Task brief:
Would you reproduce exactly the lines below from the one holding "docs: add v2.9.0 documentation audit report" through the one holding "A replacement benchmark with", inclusive, and no others?

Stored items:
++++++

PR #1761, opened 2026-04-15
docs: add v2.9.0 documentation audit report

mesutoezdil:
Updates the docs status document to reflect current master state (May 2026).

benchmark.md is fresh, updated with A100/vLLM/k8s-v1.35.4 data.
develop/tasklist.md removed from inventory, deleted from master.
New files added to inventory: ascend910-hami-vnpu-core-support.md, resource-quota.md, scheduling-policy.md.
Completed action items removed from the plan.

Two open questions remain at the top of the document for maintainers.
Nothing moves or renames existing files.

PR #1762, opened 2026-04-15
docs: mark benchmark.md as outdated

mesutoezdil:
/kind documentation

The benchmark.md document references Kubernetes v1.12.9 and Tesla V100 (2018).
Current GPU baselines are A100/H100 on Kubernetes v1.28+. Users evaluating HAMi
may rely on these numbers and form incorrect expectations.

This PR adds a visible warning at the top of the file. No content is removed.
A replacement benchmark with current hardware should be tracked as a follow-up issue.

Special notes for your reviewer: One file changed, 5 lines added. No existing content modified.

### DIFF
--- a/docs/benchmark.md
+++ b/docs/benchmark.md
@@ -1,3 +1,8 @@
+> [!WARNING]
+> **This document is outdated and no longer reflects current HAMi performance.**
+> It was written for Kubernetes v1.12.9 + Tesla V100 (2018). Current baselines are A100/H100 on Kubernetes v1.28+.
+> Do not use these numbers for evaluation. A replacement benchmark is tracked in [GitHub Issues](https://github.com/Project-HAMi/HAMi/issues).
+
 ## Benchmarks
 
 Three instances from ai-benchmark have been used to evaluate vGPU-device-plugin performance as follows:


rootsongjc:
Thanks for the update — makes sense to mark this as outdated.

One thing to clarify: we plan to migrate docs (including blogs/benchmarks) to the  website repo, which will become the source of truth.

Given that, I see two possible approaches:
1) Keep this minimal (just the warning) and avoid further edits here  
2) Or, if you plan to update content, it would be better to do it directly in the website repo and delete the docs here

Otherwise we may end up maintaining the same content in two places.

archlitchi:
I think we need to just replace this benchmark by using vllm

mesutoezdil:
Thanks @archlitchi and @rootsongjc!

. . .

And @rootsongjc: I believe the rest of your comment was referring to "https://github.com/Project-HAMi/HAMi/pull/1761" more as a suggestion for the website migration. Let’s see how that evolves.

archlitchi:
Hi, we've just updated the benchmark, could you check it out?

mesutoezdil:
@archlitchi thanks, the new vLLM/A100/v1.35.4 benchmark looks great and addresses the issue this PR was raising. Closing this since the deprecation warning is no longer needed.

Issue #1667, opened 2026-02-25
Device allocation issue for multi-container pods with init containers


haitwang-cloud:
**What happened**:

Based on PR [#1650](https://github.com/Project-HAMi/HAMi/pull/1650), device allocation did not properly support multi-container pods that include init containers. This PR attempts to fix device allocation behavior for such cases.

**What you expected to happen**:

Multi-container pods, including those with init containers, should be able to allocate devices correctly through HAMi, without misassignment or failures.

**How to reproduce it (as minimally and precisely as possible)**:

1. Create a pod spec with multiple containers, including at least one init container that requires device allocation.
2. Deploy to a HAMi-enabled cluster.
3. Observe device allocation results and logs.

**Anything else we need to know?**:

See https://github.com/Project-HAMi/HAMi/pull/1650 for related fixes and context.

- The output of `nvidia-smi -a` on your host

++++++

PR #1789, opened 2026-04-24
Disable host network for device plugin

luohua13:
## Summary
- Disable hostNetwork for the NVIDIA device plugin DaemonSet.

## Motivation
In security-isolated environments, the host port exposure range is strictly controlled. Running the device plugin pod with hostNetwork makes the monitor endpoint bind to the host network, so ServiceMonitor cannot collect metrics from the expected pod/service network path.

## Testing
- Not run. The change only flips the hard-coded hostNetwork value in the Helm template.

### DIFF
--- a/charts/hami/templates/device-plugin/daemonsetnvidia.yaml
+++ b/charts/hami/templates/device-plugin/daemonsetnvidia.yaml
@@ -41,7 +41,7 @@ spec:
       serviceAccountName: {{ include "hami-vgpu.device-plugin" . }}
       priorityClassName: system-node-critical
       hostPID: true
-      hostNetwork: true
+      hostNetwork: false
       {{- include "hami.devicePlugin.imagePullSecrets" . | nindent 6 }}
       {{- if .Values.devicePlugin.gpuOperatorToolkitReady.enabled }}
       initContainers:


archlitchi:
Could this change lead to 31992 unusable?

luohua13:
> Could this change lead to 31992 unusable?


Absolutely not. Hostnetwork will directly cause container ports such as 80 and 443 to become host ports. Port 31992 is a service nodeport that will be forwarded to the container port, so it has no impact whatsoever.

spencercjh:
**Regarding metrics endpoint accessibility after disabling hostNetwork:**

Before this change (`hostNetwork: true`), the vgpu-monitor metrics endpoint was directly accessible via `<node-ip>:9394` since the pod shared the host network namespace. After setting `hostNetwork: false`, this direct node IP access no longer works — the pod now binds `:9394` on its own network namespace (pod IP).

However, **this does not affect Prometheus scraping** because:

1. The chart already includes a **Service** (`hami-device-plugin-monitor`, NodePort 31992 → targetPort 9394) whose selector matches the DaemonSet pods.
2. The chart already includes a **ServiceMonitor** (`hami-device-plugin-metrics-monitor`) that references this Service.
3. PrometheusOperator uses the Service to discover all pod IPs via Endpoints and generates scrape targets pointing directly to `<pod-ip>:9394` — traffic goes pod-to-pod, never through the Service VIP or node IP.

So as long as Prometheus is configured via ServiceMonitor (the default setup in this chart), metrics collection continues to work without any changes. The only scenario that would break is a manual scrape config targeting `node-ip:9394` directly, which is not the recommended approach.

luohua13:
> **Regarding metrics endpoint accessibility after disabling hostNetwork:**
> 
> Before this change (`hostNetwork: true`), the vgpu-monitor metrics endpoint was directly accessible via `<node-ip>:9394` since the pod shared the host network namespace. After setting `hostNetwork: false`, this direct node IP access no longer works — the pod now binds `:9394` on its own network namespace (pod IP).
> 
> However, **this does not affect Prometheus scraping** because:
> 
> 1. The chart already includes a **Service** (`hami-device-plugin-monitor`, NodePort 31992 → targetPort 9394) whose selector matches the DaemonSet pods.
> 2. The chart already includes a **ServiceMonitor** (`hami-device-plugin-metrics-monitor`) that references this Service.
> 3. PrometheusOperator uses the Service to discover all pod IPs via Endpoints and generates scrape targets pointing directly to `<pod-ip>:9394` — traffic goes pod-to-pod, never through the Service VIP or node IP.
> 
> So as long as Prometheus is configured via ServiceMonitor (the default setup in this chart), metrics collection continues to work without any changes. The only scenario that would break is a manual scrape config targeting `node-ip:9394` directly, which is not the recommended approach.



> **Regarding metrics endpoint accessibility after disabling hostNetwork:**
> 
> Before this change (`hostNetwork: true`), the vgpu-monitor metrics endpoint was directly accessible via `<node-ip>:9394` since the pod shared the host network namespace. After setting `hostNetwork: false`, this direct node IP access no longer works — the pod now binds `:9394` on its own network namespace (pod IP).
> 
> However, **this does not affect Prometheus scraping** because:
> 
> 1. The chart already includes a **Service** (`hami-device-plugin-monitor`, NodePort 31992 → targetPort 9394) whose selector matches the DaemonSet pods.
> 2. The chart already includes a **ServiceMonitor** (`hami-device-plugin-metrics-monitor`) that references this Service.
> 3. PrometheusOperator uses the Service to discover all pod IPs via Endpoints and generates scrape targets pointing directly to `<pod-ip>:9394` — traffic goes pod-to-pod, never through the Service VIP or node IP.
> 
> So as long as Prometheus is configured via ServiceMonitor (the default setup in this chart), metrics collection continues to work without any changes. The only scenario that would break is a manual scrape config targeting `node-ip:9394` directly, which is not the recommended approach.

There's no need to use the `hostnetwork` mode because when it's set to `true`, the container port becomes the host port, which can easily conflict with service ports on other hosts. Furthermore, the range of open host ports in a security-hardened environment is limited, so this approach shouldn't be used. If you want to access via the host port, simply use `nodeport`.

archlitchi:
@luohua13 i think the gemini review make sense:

++++++

Result of the exercise:
docs: add v2.9.0 documentation audit report

mesutoezdil:
Updates the docs status document to reflect current master state (May 2026).

benchmark.md is fresh, updated with A100/vLLM/k8s-v1.35.4 data.
develop/tasklist.md removed from inventory, deleted from master.
New files added to inventory: ascend910-hami-vnpu-core-support.md, resource-quota.md, scheduling-policy.md.
Completed action items removed from the plan.

Two open questions remain at the top of the document for maintainers.
Nothing moves or renames existing files.

PR #1762, opened 2026-04-15
docs: mark benchmark.md as outdated

mesutoezdil:
/kind documentation

The benchmark.md document references Kubernetes v1.12.9 and Tesla V100 (2018).
Current GPU baselines are A100/H100 on Kubernetes v1.28+. Users evaluating HAMi
may rely on these numbers and form incorrect expectations.

This PR adds a visible warning at the top of the file. No content is removed.
A replacement benchmark with current hardware should be tracked as a follow-up issue.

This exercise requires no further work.